Twelve credit hours, a 20-plus hour work week and a social life if you have time left. These are the requirements of a University graduate student.
“The general requirement for graduate students in all departments is 20 work hours, and a schedule not exceeding 12 credit hours,” according to Shelley Clagg, president of Graduate Student Senate (GSS).
Many graduate students feel that 12 credit hours are too much to handle at times when working 20 hours or more during the week while trying to do homework and concentrate on classes.
“Most schools only have their graduate students take five-nine credit hours while working as part of their graduate contracts, while Bowling Green pushes students to take 12,” Clagg added.

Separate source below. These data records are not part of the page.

PR #2772, opened 2022-05-06
fix: [DHIS2-10332] confirm metadata loading for program at the end of the sequence

JoakimSM:


superskip (commented):
Shouldn't there be a backport for v38 rather than v35?

jasminenguyennn (approved):

JoakimSM:
> Shouldn't there be a backport for v38 rather than v35?

@superskip We actually don't need to backport to v38 anymore since the next 2.38 release will include the app from the master branch (the v38 branch will be deleted shortly). I opted to do an backport for v35 because this was one the versions the reporter had problems with and it was an easy backport. But you are right that we usually only back port to the 3 pervious versions.

simonadomnisoru (approved):

geethaalwan (approved):
Tested successfully on 2.35.14 here https://deploy-preview-2772--dhis2-capture.netlify.app/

Within different departments, each graduate student is expected to perform a variety of tasks related to their majors, ranging from classroom teaching to administrative duties like the students of the GSS. Hours for each of these assigned assistantships — required employment of graduate students — are supposed to reach a maximum of 20 hours a week.
“I think a solution to the problem is not to equal the work hours necessarily, but to possibly get the 12 credit hours switched to a lesser amount or to provide a possible compensation for the students that work over the required amount because of their duties,” Clagg said.
According to Clagg, the problem does not seem to be the difference in hours among different students, it is the hours themselves.
When students have to work 20 hours a week and sometimes more then that when they have extra duties or exceed their required hours, it leaves them less time to concentrate on their own studies.
“Our primary goal here is to get an education, working is just a added requirement, but the education comes first,” GSS vice president Deirdre Rogers said.
She feels that sometimes graduate students in all the different departments are overworked.
“Graduate students don’t get upset at each other if someone has more work to do than another person,” Rogers said.
The issue is not how the work hours differ, but rather what GSS can do to possibly change the required amount of credit hours to a lower amount giving graduate students time work, study and have social time.
“We have lives outside of being grad students, contradictory to what some people think” Rogers said.